- [The task] Among the lines of the listing below, count those with the string "startControllerFromSocket". Give the number and no commentary.

- [Records shown]
PR #2152, opened 2020-08-27
Fix robot-window not up to date.

DavidMansolino:
**Description**
When a extern controller is stopped and restarted the robot-window was not linked to the new controller.

**Related Issues**
This pull-request fixes issue #2080

PR #3005, opened 2021-04-23
Allows failed controller to reconnect to a robot

### LINKED ISSUE #1903: shutdown of python controller does not close cleanly connection
When we run an extern python controller, sometimes (well most of the time) the communication is not correctly closed and restarting the controller leads to an error message "Failed to attach extern robot controller" image

The message "INFO '<extern>' controller existed successfully" does not appear on logging windows

We started discussing this on discord but I think it is easier here.

The controller is not my code so I am going through it but it seems there is no RobotController only a supervisor and some cameras. There is also no thread running.

to try to debug I made a simple script creating a supervisor and deleting it with del. it make the controller disconnect, so that works for a simple case

in our application I create the main object, close all threads then delete the supervisor but that does not disconnect. There is probably some dependencies preventing the C object to be deleted. so I tried to go through all objects and delete them by hand but it does not trigger the connection close....

Is there a way to find out what is keeping the connection open?

although generally I would suggest to allow to disconnect manually instead of using the delete methods of python objects. you could use the "with" statement for example. Implicit connections in python is a recipe for nightmares...

UPDATE 2002-08-02:

Can be easily reproduced by starting webots then running following code:

```
import time
from threading import Thread

class T(Thread):
    def run(self):
        while not self.ev_stop:
            time.sleep(0.01)
            print(time.time())


s = Supervisor()

while s.step(5000) != -1:
    pass
```

then interupting with two times ctrl-C
If you restart the script one more time you get the Error on webots

Since this require two times ctrl-C it is very easy to avoid, thus not very high priority

### LINKED ISSUE #3000: Allows external controller to reconnect after been killed
Hello, 
First of all, I wish to say that Webot is so nice, thank a lot for it !
Moreover I wish to contribute, but I'm new to it, and the solution I've found could be pushed with a regular PR, but my brain melt when I've tried to do so. Please help if possible :)

**Describe the Bug**
I'm working with external C controller, which work very well.
However, if the controller died, it can't call the cleanup function, and when I restart it, I get a error message from webots because he think that the controller is still running, so he can't find a spot for the new incoming connection.
I'm often in this configuration, because I'm debugging with gdb, and we kill everything when I've found the location of a bug, for instance.

**Workaround**
The workaround is to restart the simulation via the GUI each time, but it's not very handy...

**Solution**
I wish the controller could reconnect automatically.
I've tested a solution, which is to add the following code in `src/webots/control/WbControlledWorld.cpp`, between lines : 222 and 223
It simply remove the dead controller connection as usual, then recreate a new one. (a bit of code duplication from the line above, my bad... It might be possible to avoid that).
The trick is to use the name of the robot to know which dead controller should be kill. (which is fine for me). Otherwise, if no name is provided, the code execute as usual (scanning for free spot).
Maybe a more elegant solution is possible, by reassigning a socket id, for instance, but I'm first trying to get it working. I've noticed the robot_id, which maybe could be used for that, but I've not investigated in that direction.
It's have not been tested in every way possible, but I'm not seeing major issues coming.
The main thing to check would be leak of memory, unclosed socket and so on, because I'm not sure how is it performed.

```c
     robotName = buffer;
      delete[] buffer;
    }
    foreach (WbRobot *const robot, robots()) {
+      if (robotName == robot->name() && robot->controllerName() == "<extern>" && robot->isControllerStarted()) {
+        updateRobotController(robot);
+        WbLog::info(tr("Restarting extern controller connection for robot \"%1\".").arg(robot->name()));
+        mRobotsWaitingExternController.append(robot);
+        startControllerFromSocket(robot, socket);
+        return;
+      }
      if (robot->isControllerStarted())
        continue;
```
I would be glad if I got feedback about it :) And if this is a correct solution, I would be happy to get some help to push it properly, because I would enjoy contribute, but a need to get the whole PR process working!

Thank in advance :)

PS : I've noticed later than could solve this issue : 
https://github.com/cyberbotics/webots/issues/1903
PS2 : This pull request is also about it, however having built from origin/master don't seems to solve the issue
https://github.com/cyberbotics/webots/pull/2152

ShuffleWire:
If the controller died, it can't call the cleanup function, and when I restart it, I get a error message from webots because he think that the controller is still running, so he can't find a spot for the new incoming connection.

It simply remove the dead controller connection as usual, then recreate a new one. (a bit of code duplication from the line above, my bad... It might be possible to avoid that).
The trick is to use the name of the robot to know which dead controller should be kill. (which is fine for me). Otherwise, if no name is provided, the code execute as usual (scanning for free spot).

Maybe a more elegant solution is possible, by reassigning a socket id, for instance, but I'm first trying to get it working. I've noticed the robot_id, which maybe could be used for that, but I've not investigated in that direction.
It's have not been tested in every way possible, but I'm not seeing major issues coming.
The main thing to check would be leak of memory, unclosed socket and so on, because I'm not sure how is it performed.

I'm open to any advice,  it's my first PR here ! :)
This PR close #3000
It might close #1903 
#2152 is also about it, however having built from origin/master don't seems to solve the issue

PS : I'm not sure about merging to master. Is it on develop ?

### DIFF
--- a/src/webots/control/WbControlledWorld.cpp
+++ b/src/webots/control/WbControlledWorld.cpp
@@ -300,7 +300,7 @@ void WbControlledWorld::reset(bool restartControllers) {
 }
 
 void WbControlledWorld::checkIfReadRequestCompleted() {
-  assert(!mControllers.isEmpty());
+  //assert(!mControllers.isEmpty());
   if (!needToWait()) {
     WbSimulationState *state = WbSimulationState::instance();
     emit state->controllerReadRequestsCompleted();
--- a/src/webots/control/WbControlledWorld.cpp
+++ b/src/webots/control/WbControlledWorld.cpp
@@ -219,9 +219,22 @@ void WbControlledWorld::addControllerConnection() {
       robotName = buffer;
       delete[] buffer;
     }
+    int nbExternalController = 0;
     foreach (WbRobot *const robot, robots()) {
-      if (robot->isControllerStarted())
-        continue;
+      if (robot->controllerName() == "<extern>")
+	    nbExternalController++;
+    }
+    foreach (WbRobot *const robot, robots()) {
+      if (robot->isControllerStarted()) {
+        // if a specific robot have been targeted by giving a name, or only one external controller is in the scene (hence it's the target)
+        if (robot->controllerName() == "<extern>" && (robotName == robot->name() || nbExternalController == 1)) {
+          // automatically disconnect from previous extern controller that may have failed, the slot could be immediately used to restart
+          WbLog::info(tr("Closing extern controller connection for robot \"%1\".").arg(robot->name()));
+          updateRobotController(robot);
+        }
+        else // this controller seems to be in active use, ignore it
+          continue;
+      }
       if ((robotName == robot->name() || robotName.isEmpty()) && robot->controllerName() == "<extern>") {
         WbLog::info(tr("Starting extern controller for robot \"%1\".").arg(robot->name()));
         mRobotsWaitingExternController.append(robot);
--- a/src/webots/control/WbControlledWorld.cpp
+++ b/src/webots/control/WbControlledWorld.cpp
@@ -192,64 +192,71 @@ void WbControlledWorld::deleteController(WbController *controller) {
     step();
 }
 
+WbRobot *WbControlledWorld::findRobotToReconnect(QString robotName) {
+  int nbExternalController = 0;
+  WbRobot *matchingRobot = NULL;
+  foreach (WbRobot *const robot, robots()) {
+    if (robot->controllerName() == "<extern>") {
+      nbExternalController++;
+      if (robotName == robot->name()) {
+        // find first robot targeted with the given name
+        matchingRobot = robot;
+        break;
+      } else if ((!matchingRobot || matchingRobot->isControllerStarted()) && robotName.isEmpty() &&
+                  (nbExternalController == 1 || !robot->isControllerStarted()))
+        // if no robot name is specified and only one extern controller is used,
+        matchingRobot = robot;
+      }
+    }
+  return matchingRobot;
+}
+
+void readSocket(QLocalSocket *s, char *data, qint64 len) {
+  qint64 i = 0, rc;
+  while ((rc = s->read(&data[i], len - i)) >= 0) {
+    i += rc;
+    if (i >= len)
+      break;
+    s->waitForReadyRead();
+  }
+}
+
 void WbControlledWorld::addControllerConnection() {
   QLocalSocket *socket = mServer->nextPendingConnection();
   int robotId = 0;
-  int n, i = 0;
-  while ((n = socket->read((char *)&robotId, sizeof(robotId) - i)) != (int)sizeof(robotId) - i) {
-    i = n;
-    socket->waitForReadyRead();
-  }
-  QString robotName;
+  readSocket(socket, (char *)&robotId, sizeof(robotId));
   if (robotId == 0) {  // the Robot.name should be sent
+    QString robotName;
     int size = 0;
-    i = 0;
-    while ((n = socket->read((char *)&size, sizeof(size) - i)) != (int)sizeof(size) - i) {
-      i = n;
-      socket->waitForReadyRead();
-    }
+    readSocket(socket, (char *)&size, sizeof(size));
     if (size) {
       char *buffer = new char[size + 1];
-      i = 0;
-      while ((n = socket->read(&buffer[i], size - i)) != size - i) {
-        i = n;
-        socket->waitForReadyRead();
-      }
+      readSocket(socket, buffer, size);
       buffer[size] = '\0';
       robotName = buffer;
       delete[] buffer;
     }
-    int nbExternalController = 0;
-    foreach (WbRobot *const robot, robots()) {
-      if (robot->controllerName() == "<extern>")
-	    nbExternalController++;
-    }
-    foreach (WbRobot *const robot, robots()) {
-      if (robot->isControllerStarted()) {
-        // if a specific robot have been targeted by giving a name, or only one external controller is in the scene (hence it's the target)
-        if (robot->controllerName() == "<extern>" && (robotName == robot->name() || nbExternalController == 1)) {
-          // automatically disconnect from previous extern controller that may have failed, the slot could be immediately used to restart
-          WbLog::info(tr("Closing extern controller connection for robot \"%1\".").arg(robot->name()));
-          updateRobotController(robot);
-        }
-        else // this controller seems to be in active use, ignore it
-          continue;
+    if (WbRobot *matchingRobot = findRobotToReconnect(robotName)) {
+      if (matchingRobot->isControllerStarted()) {
+        // automatically disconnect from previous extern controller that may have failed,
+        // the slot could be immediately used to restart
+        WbLog::info(tr("Closing extern controller connection for robot \"%1\".").arg(matchingRobot->name()));
+        updateRobotController(matchingRobot);
       }
-      if ((robotName == robot->name() || robotName.isEmpty()) && robot->controllerName() == "<extern>") {
-        WbLog::info(tr("Starting extern controller for robot \"%1\".").arg(robot->name()));
-        mRobotsWaitingExternController.append(robot);
-        startControllerFromSocket(robot, socket);
-        return;
-      }
+      WbLog::info(tr("Starting extern controller for robot \"%1\".").arg(matchingRobot->name()));
+      mRobotsWaitingExternController.append(matchingRobot);
+      startControllerFromSocket(matchingRobot, socket);
     }
-    socket->close();
-    if (robotName.isEmpty())
-      WbLog::warning(tr("Failed to attach extern robot controller: no available \"<extern>\" robot controller found."), true);
-    else
-      WbLog::warning(
-        tr("Failed to attach extern robot controller: no available \"<extern>\" robot controller named \"%1\" found.")
-          .arg(robotName),
-        true);
+    else {
+      socket->close();
+      if (robotName.isEmpty())
+        WbLog::warning(tr("Failed to attach extern robot controller: no available \"<extern>\" robot controller found."), true);
+      else
+        WbLog::warning(
+          tr("Failed to attach extern robot controller: no available \"<extern>\" robot controller named \"%1\" found.")
+            .arg(robotName),
+          true);
+    }
     return;
   }
   foreach (WbController *const controller, mControllers) {
--- a/src/webots/control/WbControlledWorld.hpp
+++ b/src/webots/control/WbControlledWorld.hpp
@@ -60,7 +60,7 @@ private:
   void startControllerFromSocket(WbRobot *robot, QLocalSocket *socket);
   void updateRobotController(WbRobot *robot);
   void handleRobotRemoval(WbBaseNode *node);
-
+  WbRobot *findRobotToReconnect(QString robotName);
   QLocalServer *mServer;
   QList<WbController *> mControllers;
   QList<WbController *> mWaitingControllers;  // controllers inserted in previous step and waiting to be started in current step
--- a/docs/reference/changelog-r2021.md
+++ b/docs/reference/changelog-r2021.md
@@ -18,6 +18,7 @@ Released on XX Xth, 2021.
     - Fixed [Supervisor](supervisor.md) API operations on nodes defined in multiple nested PROTO fields ([#3036](https://github.com/cyberbotics/webots/pull/3036)).
     - Fixed crash applying [`wb_supervisor_node_add_force`](supervisor.md#wb_supervisor_node_add_force) on kinematic objects ([#3036](https://github.com/cyberbotics/webots/pull/3036)).
     - Fixed mecanum wheels [ContactProperties](contactproperties.md) in [YouBot](../guide/youbot.md) worlds ([#3025](https://github.com/cyberbotics/webots/pull/3025)).
+    - Fixed various issues when an extern [Robot](robot.md) controller exits without disconnecting and reconnects to the same [Robot](robot.md) ([#3005](https://github.com/cyberbotics/webots/pull/3005)).
     - Fixed [`wb_supervisor_node_reset_physics`](supervisor.md#wb_supervisor_node_reset_physics) not working if during the same step the node is also artificially moved with the [Supervisor](supervisor.md) API ([#2991](https://github.com/cyberbotics/webots/pull/2991)).
     - Fixed crash changing the [`Lidar.type`](lidar.md) field during the simulation run by requiring to save and reload the world ([#2983](https://github.com/cyberbotics/webots/pull/2983)).
     - Fixed value of the `verticalFieldOfView` for the [Hokuyo UTM-30LX](../guide/lidar-sensors.md#hokuyo-utm-30lx) ([#2972](https://github.com/cyberbotics/webots/pull/2972)).


src/webots/control/WbControlledWorld.cpp
```diff
@@ -220,6 +220,13 @@ void WbControlledWorld::addControllerConnection() {
...
     foreach (WbRobot *const robot, robots()) {
+      if (robotName == robot->name() && robot->controllerName() == "<extern>" && robot->isControllerStarted()) {
+        updateRobotController(robot);
+        WbLog::info(tr("Restarting extern controller connection for robot \"%1\".").arg(robot->name()));
+        mRobotsWaitingExternController.append(robot);
+        startControllerFromSocket(robot, socket);
+        return;
+      }
       if (robot->isControllerStarted())
         continue;
```
stefaniapedrazzi, line 231: It is ok to duplicate the two commands, but I would at least  try to limit the duplication of the tests and add some comments:
```suggestion
      if (robot->isControllerStarted()) {
        if (robotName == robot->name() && robot->controllerName() == "<extern>") {
          // automatically disconnect from previous extern controller that may have failed
          updateRobotController(robot);
          WbLog::info(tr("Restarting extern controller connection for robot \"%1\".").arg(robot->name()));
          mRobotsWaitingExternController.append(robot);
          startControllerFromSocket(robot, socket);
        } // else ignore running controllers
        return;
      }
```

stefaniapedrazzi (changes requested):
It is fine and it is correct to commit it  in the `master` branch.

Just note that this fix is working but only if the `WEBOTS_ROBOT_NAME` is set (this is not mandatory when using a single extern controller).
Otherwise if `WEBOTS_ROBOT_NAME` is not set, it is in any case not possible to correctly disconnect to the controller.
But I confirm that if `WEBOTS_ROBOT_NAME` both #3000 and #1903 are fixed.

To complete the fix is also needed to add an entry in the ChangeLog:
https://github.com/cyberbotics/webots/blob/master/docs/reference/changelog-r2021.md#webots-r2021a-revision-1

src/webots/control/WbControlledWorld.cpp
ShuffleWire: Thanks a lot for your feedback :) ! I just saw your reply when I was thinking about extending this to the case with only 1 robot in the world. In this case, webots could know the controller to reboot.
I will integrate your change in the meantime.

ShuffleWire:
I think I've a nice solution regarding code duplication !
I'm not huge fan of the "else continue;", I would instead duplicate and add the "robot->isControllerStarted()" on line 233, especially because "updateRobotController" actually set this flag to false. But that not a big deal :) 
It also integrate the special case with only 1 robot, so we don't need to specify name.
I've tested this with one robot, but not with multiples, however.

PS : I'm used to force-push new code when I've just "fixed" previous commit, in order to avoid bunch of fix commit. Is it fine for you ?
Moreover, I've mess up a bit here, hence the multiple "push", hope you don't get notification each time :/

PS2 : Test Suite Windows / build (windows-2019) (pull_request)  don't seems to pass, but as far as I know, I'm not the only one. Should I fix something ?

src/webots/control/WbControlledWorld.cpp
ShuffleWire: I think I've a nice solution regarding code duplication !
I'm not huge fan of the "else continue;", I would instead duplicate and add the "robot->isControllerStarted()" on line 233, especially because "updateRobotController" actually set this flag to false. But that not a big deal :)
It also integrate the special case with only 1 robot, so we don't need to specify name.
I've tested this with one robot, but not with multiples, however.

PS : I'm used to force-push new code when I've just "fixed" previous commit, in order to avoid bunch of fix commit. Is it fine for you ?
Moreover, I've mess up a bit here, hence the multiple "push", hope you don't get notification each time :/

PS2 : Test Suite Windows / build (windows-2019) (pull_request) don't seems to pass, but as far as I know, I'm not the only one. Should I fix something ?

src/webots/control/WbControlledWorld.cpp
```diff
@@ -220,8 +220,16 @@ void WbControlledWorld::addControllerConnection() {
       delete[] buffer;
     }
     foreach (WbRobot *const robot, robots()) {
-      if (robot->isControllerStarted())
-        continue;
+      if (robot->isControllerStarted()) {
+        // if a specific robot have been targeted by giving a name, or only one robot is in the scene (hence it's the target)
+        if ((robotName == robot->name() || robots().size() == 1) && robot->controllerName() == "<extern>") {
+          // automatically disconnect from previous extern controller that may have failed, the slot could be immedialy used to restart
```
stefaniapedrazzi, line 226:
```suggestion
          // automatically disconnect from previous extern controller that may have failed, the slot could be immediatly used to restart
```

stefaniapedrazzi (changes requested):
Again the fix works only in two particular cases:
* only one robot in the simulation or
* the `WEBOTS_ROBOT_NAME` for the extern controller is set

but it still doesn't work if the simulation contains multiple robots but only one is using extern controller.
So rather than checking for the number of robots only, it would be better to check for the number of extern controllers so that the fix works in all the cases.

This could be achieved by using the for loop just to identify the robot whose controller needs to be started and count the number of external controller.
Disconnect and controller start can be applied just after the loop.

src/webots/control/WbControlledWorld.cpp
stefaniapedrazzi: > PS : I'm used to force-push new code when I've just "fixed" previous commit, in order to avoid bunch of fix commit. Is it fine for you ?
Moreover, I've mess up a bit here, hence the multiple "push", hope you don't get notification each time :/

Given that the branch will be squashed and merged we don't care too much about the number of commits.

> PS2 : Test Suite Windows / build (windows-2019) (pull_request) don't seems to pass, but as far as I know, I'm not the only one. Should I fix something ?

The Windows tests is temporary broken due to some changes that we are not responsible for, so it is normal that it fails.

src/webots/control/WbControlledWorld.cpp
ShuffleWire: And what if there is only one external controller, and the name of the robot doesn't match ? Should not happen often, cause in this case user might better not provide any name, but still...

ShuffleWire: I've still made the change, that a nice idea

stefaniapedrazzi: > And what if there is only one external controller, and the name of the robot doesn't match ? Should not happen often, because in this case user might better not provide any name, but still...

It should work exactly as for the first start: if the `robotName` is set but differs from `robot->name()` it is not disconnected.

ShuffleWire: BTW, I've tried to used this sort of construct, which should appropriate : 
`int nbExternalController = std::count_if(robots().begin(), robots().end(), [](WbRobot *const r) { return r->controllerName() == "<extern>"; });`
But it actually cause segfault :/ not sure what happened, I'm not use to C++ that much...

src/webots/control/WbControlledWorld.cpp
```diff
@@ -219,9 +219,22 @@ void WbControlledWorld::addControllerConnection() {
...
+      if (robot->isControllerStarted()) {
+        // if a specific robot have been targeted by giving a name, or only one robot is in the scene (hence it's the target)
+        if (robot->controllerName() == "<extern>" && (robotName == robot->name() || nbExternalController == 1)) {
+          // automatically disconnect from previous extern controller that may have failed, the slot could be immediatly used to restart
+          WbLog::info(tr("Closing extern controller connection for robot \"%1\".").arg(robot->name()));
+          updateRobotController(robot);
+        }
+        else // this controller seems to be in active use, ignore it
+          continue;
+      }
```
stefaniapedrazzi, line 237: The two for-loops can be merged into a single one so that if it is extern and the robot name matches the loop can exit immediately.

ShuffleWire: To be fair, I'm confused : 
As I understand it, you advice to move lignes 224-225
```
      if (robot->controllerName() == "<extern>")
	    nbExternalController++;
```
inside and at the start of the foreach starting at 227
I'm right ? 
However, let's consider the following case : 
2 robots (A and B in this order) with external controllers (resp c_A, c_B), both started, and robotName == "B" (user want to reconnect c_B)
On the first loop, we would get : on line 230 : `nbExternalController == 1` (because the `if (robot->controllerName() == "<extern>")` check have been placed at the beginning of the loop)
This will allows the `if` to trigger the reconnect of c_B on robot A (and kicking c_A), which is not what we want.
This is why we need to know in advance how many external we have, to be able to trigger this special case of only one external controller (ie`nbExternalController == 1` ) correctly.
I do think that two separate loops are the way to go. Did I get it right ?

stefaniapedrazzi: What I mean is, in the for loop, count the extern controllers and save the WbRobot instance that matches so that disconnect and restart can be applied just after the loop:
* if `WEBOTS_ROBOT_NAME` is set, you don't need to count the extern controller, you can store the current WbRobot instance and break immediately the loop
* if `WEBOTS_ROBOT_NAME` is empty you store the WbRobot instance of the first started extern controller but continue within the loop
After the loop is over you can use the stored WbRobot instance to apply the disconnect/controller start.

ShuffleWire: Well, that not went that well... I've been trying to implement what you was explaining, but even if I succeeded, I ended up with wacky code and strange construct.
If I find some time tomorrow I will try to think a bit more about it.

ShuffleWire: I must say that I've not "clean" idea...
I would be interesting to see a nicer solution, but for the moment I prefer just request review again, to not stale the PR.

src/webots/control/WbControlledWorld.cpp
```diff
@@ -219,9 +219,22 @@ void WbControlledWorld::addControllerConnection() {
...
     foreach (WbRobot *const robot, robots()) {
-      if (robot->isControllerStarted())
-        continue;
+      if (robot->controllerName() == "<extern>")
+	    nbExternalController++;
+    }
+    foreach (WbRobot *const robot, robots()) {
+      if (robot->isControllerStarted()) {
+        // if a specific robot have been targeted by giving a name, or only one external controller is in the scene (hence it's the target)
+        if (robot->controllerName() == "<extern>" && (robotName == robot->name() || nbExternalController == 1)) {
```
stefaniapedrazzi, line 230: This test is wrong because if there is only one controller but the robotName doesn't match, the controller should not be disconnected.
This is important as we want to have the exact same behavior as at first connect.
```suggestion
        if (robot->controllerName() == "<extern>" && (robotName == robot->name() || (robotName.isEmpty() && nbExternalController == 1))) {
```

stefaniapedrazzi:
Here is what I meant with a single loop through the robot list:

```
    int nbExternalController = 0;
    const int robotsSize = robots().size();
    WbRobot *matchingRobot = NULL;
    for (int i = 0; i < robotsSize; i++) {
      WbRobot *robot = robots().at(i);
      if (robot->controllerName() == "<extern>") {
        nbExternalController++;
        if (robotName == robot->name()) {
          // find first robot targeted with the given name
          matchingRobot = robot;
          break;
        } else if ((!matchingRobot || matchingRobot->isControllerStarted()) && robotName.isEmpty() &&
                   (nbExternalController == 1 || !robot->isControllerStarted()))
          // if no robot name is specified and only one extern controller is used,
          matchingRobot = robot;
      }
    }
    if (matchingRobot) {
      if (matchingRobot->isControllerStarted() && (nbExternalController == 1 || robotName == matchingRobot->name())) {
        // automatically disconnect from previous extern controller that may have failed, the slot could be immedialy used to
        // restart
        WbLog::info(tr("Closing extern controller connection for robot \"%1\".").arg(matchingRobot->name()));
        updateRobotController(matchingRobot);
      }
      if (!matchingRobot->isControllerStarted()) {
        WbLog::info(tr("Starting extern controller for robot \"%1\".").arg(matchingRobot->name()));
        mRobotsWaitingExternController.append(matchingRobot);
        startControllerFromSocket(matchingRobot, socket);
        return;
      }
    }
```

- [Response area] 7